Green means pass, right?

And WOW that's way different than basically EVER. Where did you test, @mnguy88 if you don't mind me asking?

EDIT: Oops, wrong tag, I meant to tag @Ti89t.


----------



## leggo PE (Oct 26, 2018)

I wonder what @ptatohed will make of this development...


----------



## Ti89t (Oct 26, 2018)

leggo PE said:


> I wonder what @ptatohed will make of this development...


I have to say, it feels pretty nice in the hand compared to April 2018. It’s new scary and different but pretty great. I have an extra one of @ptatohed needs one for testing.


----------



## RBHeadge PE (Oct 26, 2018)

Whoa, that's aome crazy shit right there. 

Yes green means pass.


----------



## Drewism (Oct 26, 2018)

mnguy88 said:


> My pic is too large! Maybe someone can post for me since my max upload size isn’t big enough?
> 
> its an all GREEN pencil with a black end.


WTF. I HAD A BLUE ONE. And they DID NOT let me keep it.


----------



## In/PE/Out (Oct 26, 2018)

Drewism said:


> WTF. I HAD A BLUE ONE. And they DID NOT let me keep it.


I got a blue one, too! I would post a picture, but its packed with my suitcase of reference materials and I don't want to open it right now.

Edit: They let us keep our pencils, if that wasn't already implied.


----------



## JayKay PE (Oct 26, 2018)

I had the green one and I was in upstate NY! Way thicker than the previous pencils, too. Almost felt like a pen more than a mechanical pencil.


----------



## Drewism (Oct 26, 2018)

JayKay0914 said:


> I had the green one and I was in upstate NY! Way thicker than the previous pencils, too. Almost felt like a pen more than a mechanical pencil.

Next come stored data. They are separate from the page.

PR #233, opened 2015-06-28
Bitbucket pack

Aamir-raza-1:


packs/bit-bucket/config.yaml
```diff
@@ -0,0 +1,4 @@
+Host: https://bitbucket.org/api/1.0/
```
Kami: Again, same as in the other PR - it's unlikely that this URL will ever change so you can just use a constant in the module - no need for it to be a configuration ion.

packs/bit-bucket/config.yaml
```diff
@@ -0,0 +1,4 @@
...
+username: <bitcuket-username>
+password: <your-bitbucket-password>
```
Kami: Looks like BitBucket does indeed support oAuth which is safer and better than using email, but I'm fine with using password for now since oAuth token flow is a big complicated and requires user interaction.

packs/bit-bucket/requirements.txt
```diff
@@ -0,0 +1 @@
+requests>=2.6.0
```
Kami: Did you consider using https://pypi.python.org/pypi/bitbucket-api?

Kami:
`pack.yaml` file needs to contain metadata and can't be empty.

packs/bit-bucket/requirements.txt
Aamir-raza-1: @Kami, Yep I looked at it, but then went for using REST API, because I though the library might be limited in functionality and if we further need to extend the pack then we can extend it just by adding a call to API endpoint rather than waiting for the python package to be upgraded to the latest release for incorporating the latest changes.

jfryman: What was missing in the upstream module that is not in the API? Looks like several good actions in the official API that aren't quite in here yet.

Kami: I agree with @jfryman.

In addition to that, upstream library already implements oauth support - Implementing that ourselves would be time consuming and a waste of time so we should just use the upstream library.

Aamir-raza-1: Ok, I will use that and then generate a new PR. Going for the bit-bucket API library.

Kami: Sounds good. You can also re-use this branch if that makes it easier.

Aamir-raza-1:
I am working on more actions, Once they are done, I will push them upstream.

packs/bit-bucket/pack.yaml
```diff
@@ -0,0 +1,7 @@
+name: BitBucket
+description: Pack which allows integration with BitBucket.
+keywords:
+ - bitcuket
```
Kami: Typo, `bitcuket` -> `bitbucket` :)

packs/bit-bucket/requirements.txt
```diff
@@ -0,0 +1 @@
+bitbucket-api-0.5.0
```
Kami: This is not a valid Python version specific. Should be something like that: `bitbucket-api>=0.5.0,<0.6`

packs/bit-bucket/actions/lib/action.py
```diff
@@ -0,0 +1,17 @@
+from st2actions.runners.pythonrunner import Action
+from bitbucket.bitbucket import Bitbucket
+
+
+class BitBucketAction(Action):
+    def __init__(self, config):
+        super(BitBucketAction, self).__init__(config)
+
+    def perform_request(self, repo=''):
```
Kami: This method name is slightly confusing since it doesn't perform an actual http request - it just instantiates a client.

Calling it `_get_client` or similar would be less confusing, imo.

packs/bit-bucket/actions/archive_repo.yaml
```diff
@@ -0,0 +1,10 @@
+name: archive_repo
+runner_type: run-python
+description: Download a repository as an archive
+enabled: true
+entry_point: archive_repo.py
+parameters:
+  repo:
+    type: string
+    description: provide repositroy name for downloading as archive
```
Kami: Typo in `repositroy`

packs/bit-bucket/actions/archive_repo.yaml
```diff
@@ -0,0 +1,10 @@
+name: archive_repo
+runner_type: run-python
+description: Download a repository as an archive
```
Kami: We don't have a schema for the result object right now so it would be good to indicate that this action returns a path to the downloaded archive on success.

packs/bit-bucket/actions/create_issue.py
```diff
@@ -0,0 +1,17 @@
+from lib.action import BitBucketAction
+
+
+class CreateIssueAction(BitBucketAction):
+    def run(self, **kwargs):
```
Kami: Please explicitly declare the arguments here `def run(self, repo, title, ...)`

packs/bit-bucket/actions/create_issue.yaml
```diff
@@ -0,0 +1,26 @@
...
+    required: true
+  desc:
+    type: string
+    description: Description of the issue to create
+    required: true
+  status:
+    type: string
+    description: status of the issue, for example, bug, enahancement, proposal
+    required: true
+  kind:
```
Kami: Looks like this could be an enum. See https://github.com/StackStorm/st2contrib/blob/master/packs/smartthings/actions/set_temperature.yaml#L8 for an example.

packs/bit-bucket/actions/create_repo.yaml
```diff
@@ -0,0 +1,10 @@
+name: create_repo
+runner_type: run-python
+description: Create a Repository
+enabled: true
+entry_point: create_repo.py
+parameters:
+  repo:
+    type: string
+    description: provide repositroy name you want to create
```
Kami: Same typo here.

packs/bit-bucket/actions/create_service.yaml
```diff
@@ -0,0 +1,18 @@
+name: create_service
+runner_type: run-python
+description: Create a service/hook for a given repository
+enabled: true
+entry_point: create_service.py
+parameters:
+  repo:
+    type: string
+    description: provide repositroy name for listing the branches
```
Kami: Description is not accurate for this action.

packs/bit-bucket/actions/create_service.yaml
```diff
@@ -0,0 +1,18 @@
...
+    required: true
+  url:
+    type: string
+    description: provide repositroy name for listing the branches
```
Kami: Same here.

packs/bit-bucket/actions/create_ssh_key.yaml
```diff
@@ -0,0 +1,18 @@
+name: create_ssh_key
+runner_type: run-python
+description: Create SSH key
```
Kami: I needed to check the Python library documentation to figure out what this action does.

Imo, we should change the description so it says something like "Associate an ssh key with your account and return it." since this method / action associated an existing public key with your account.

packs/bit-bucket/actions/create_ssh_key.yaml
```diff
@@ -0,0 +1,18 @@
...
+enabled: true
+entry_point: create_ssh_key.py
+parameters:
+  repo:
+    type: string
+    description: Requires repo name
+    required: true
+  ssh_key:
+    type: string
+    description: Generated ssh-key
```
Kami: Would be better to say something like "Public SSH key to associate with your account".

packs/bit-bucket/actions/delete_issue.yaml
```diff
@@ -0,0 +1,14 @@
...
+enabled: true
+entry_point: delete_issue.py
+parameters:
+  repo:
+    type: string
+    description: provide repositroy name for listing the branches
+    required: true
+  id:
+    type: array
+    description: ID of the issue to delete
```
Kami: Confused about this one. 

It looks like you pass in an array and not a single id. In this case, the action should be called `delete_issues` and the argument should be called `ids`. As an alternative, you can change the type to `string` and update the action so it operates with a single id and not a list.

packs/bit-bucket/actions/delete_service.yaml
```diff
@@ -0,0 +1,14 @@
...
+enabled: true
+entry_point: delete_service.py
+parameters:
+  repo:
+    type: string
+    description: provide repositroy name
+    required: true
+  id:
+    type: array
+    description: ID of the service to delete
```
Kami: Same comes (delete_issue) applies here.

packs/bit-bucket/actions/list_branches.py
```diff
@@ -0,0 +1,15 @@
...
+class ListBrachesAction(BitBucketAction):
+    def run(self, repo):
+        """
+        List Braches of Repository with author names and message
+        """
+        bb = self.perform_request(repo=repo)
+        success, result = bb.get_branches()
+        branches = {}
+        for key, value in result.iteritems():
+            branches[key] = {'author': value['author'],
```
Kami: Does the result object include more information about each branch?

If so, we should also include other available info.

packs/bit-bucket/actions/list_issues.py
```diff
@@ -0,0 +1,19 @@
...
+    def run(self, repo):
+        """
+        List Issues of Repository with title
+        of the issue its status and reporter
+        """
+        bb = self.perform_request(repo=repo)
+        success, result = bb.issue.all()
+        issues = {}
+        for i in range(result['count']):
+            issues[result['issues'][i]['title']] = {
```
Kami: Does the title need to be unique?

If it doesn't we should return a list instead of an object (dict).

Kami: Also, similar as above, we could simple return the whole issue object as returned by the API instead of only picking a couple of keys / attributes from it.

packs/bit-bucket/actions/list_ssh_keys.yaml
```diff
@@ -0,0 +1,10 @@
+name: list_ssh_keys
+runner_type: run-python
+description: List all SSH keys for a user
+enabled: true
+entry_point: list_ssh_keys.py
+parameters:
+  repo:
```
Kami: Hm, this action performs operation on an user account and not on a repository. Does it still need the repo argument?

packs/bit-bucket/actions/list_user_repo.py
```diff
@@ -0,0 +1,21 @@
+from lib.action import BitBucketAction
+
+
+class GetRepos(BitBucketAction):
```
Kami: This action returns a list so please call it `ListRepos` and `list_repos` (same as you do with `list_branches`).

packs/bit-bucket/actions/list_user_repo.py
```diff
@@ -0,0 +1,21 @@
...
+        password in config file. It returns repo's
+        name, its state and private status(returns
+        True if its private, False otherwise)
+        """
+        repository = []
+        bb = self.perform_request()
+        success, repos = bb.repository.all()
+        for repo in sorted(repos):
+            repository.append(
+                {repo['name']: {'state': repo['state'],
```
Kami: You should decide to either return a list of repo objects or an object (dict) where the key is a repo name and the value are other repo attributes.

It makes little sense to have another level of indirection and return a list of nested objects (nesting under repo name in this case doesn't provide any value).

packs/bit-bucket/actions/list_user_repo.yaml
```diff
@@ -0,0 +1,5 @@
+name: list_user_repo
```
Kami: list_user_repo -> list_user_repos.

packs/bit-bucket/actions/list_issues.py
Aamir-raza-1: @Kami, Yeah, we can return the whole object, it contains enormous details. I only added the ones that the user would need to further interact with the other actions. Returning the object would be easier for me though.

packs/bit-bucket/actions/create_issue.yaml
Aamir-raza-1: Yep, I am changing it to enum

packs/bit-bucket/actions/list_ssh_keys.yaml
Aamir-raza-1: No, I will update it. Thanks

Kami:
@Aamir-raza-1 How is this looking? Did you address all the issues and can I review it again?

Thanks

armab:
Also maybe `bitbucket` is more expected naming for pack instead of `bit-bucket`?

Kami:
Unlike with Travis CI, Bitbucket is a single world so we should just name the pack (and directory) `bitbucket` :)

Aamir-raza-1:
Yeah sure, @Kami You can review the chages, I have fixed them.

Kami:
I've fixed and improved some descriptions and merged pack into master.

The original pull request didn't include a readme so please create a new pull request based off master which adds a readme.

Thanks.

Aamir-raza-1:
ok sure, I will add a readme. Thanks

Kami:
On a related note - I tested the actions, but I couldn't get "list_issues" and some other to work.

The config contains correct values (username, password and email), but `list_issues` and some other return `Service not found.` error back.

Looking at the bitbucket-api Python library, this error is returned if API returns status code which is >= 400 < 500.

Any ideas what could be causing this and how to get it to work?

Aamir-raza-1:
When there are no issues to list and you are using `list_issues`, it responds with the message `service not found`, similar is the case with some other actions that you are referring to.

Kami:
Hm, that's rather weird error to return in that case. We should consider submitting a fix / improvement to bitbucket-api project.

In any case, that's for the clarification. I will try with a repo which has some issues and see what happens.

Aamir-raza-1:
I will improve that to return proper message in case there are no issues, and replicate it to relevant actions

I was in NYC and we got Blue.


----------



## In/PE/Out (Oct 26, 2018)

As long as no one got a red pencil...


----------



## Drewism (Oct 26, 2018)

In/PE/Out said:


> As long as no one got a red pencil...


Exactly... Pure evil... Blue is kind of neutral.


----------



## RBHeadge PE (Oct 26, 2018)

Drewism said:


> Exactly... Pure evil... Blue is kind of neutral.


This is true.

Blue = coin flip on failing.

Sorry, I don't make the rules. May the odds be ever in your favor.


----------



## defenderred (Oct 26, 2018)

Yup,  got to keep mine as well.  Nice little memento for the 8 hours I spent scratching with it... 

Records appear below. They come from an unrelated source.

PR #234, opened 2015-07-04
Travis CI pack

Kami:
Fixes on top of #218


Kami:
I fixed all the bugs and addressed all the issues. I will merge this into master, but we still need (better) documentation on how to obtain the access token.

Now,  the ~41 day wait begins 1......2.....3......


----------



## JayKay PE (Oct 26, 2018)

Drewism said:


> I was in NYC and we got Blue.


Must be a volume thing? If you were at Pratt, with the hundreds of people, maybe it’s cheaper to ship the thinner pencil? Syracuse where I took it (instead of Brooklyn, because the stress of parking killed me last time), there were only maybe 100 people? The proctors were way more strict than the Brooklyn test area too!


----------



## txjennah PE (Oct 26, 2018)

In TX and we had blue. I wanted green


----------



## RBHeadge PE (Oct 26, 2018)

defenderred said:


> Now,  the ~41 day wait begins 1......2.....3......


LOL you think it'll only be 41 days!


----------



## Road Guy (Oct 27, 2018)

I heard the cut score was gonna be low this time around?


Sent from my iPhone using Tapatalk


----------



## scotty_c3 (Oct 27, 2018)

Blue pencil in NYC. I’ve heard in the past that they don’t let you keep the pencils, but my proctor didn’t ask for them and as soon as we were dismissed I threw it in my milk crate and made a beeline for the door. After 8 hours, I deserve that pencil


----------



## JayKay PE (Oct 27, 2018)

Road Guy said:


> I heard the cut score was gonna be low this time around?
> 
> 
> Sent from my iPhone using Tapatalk


And I heard the moon is made of marshmallows.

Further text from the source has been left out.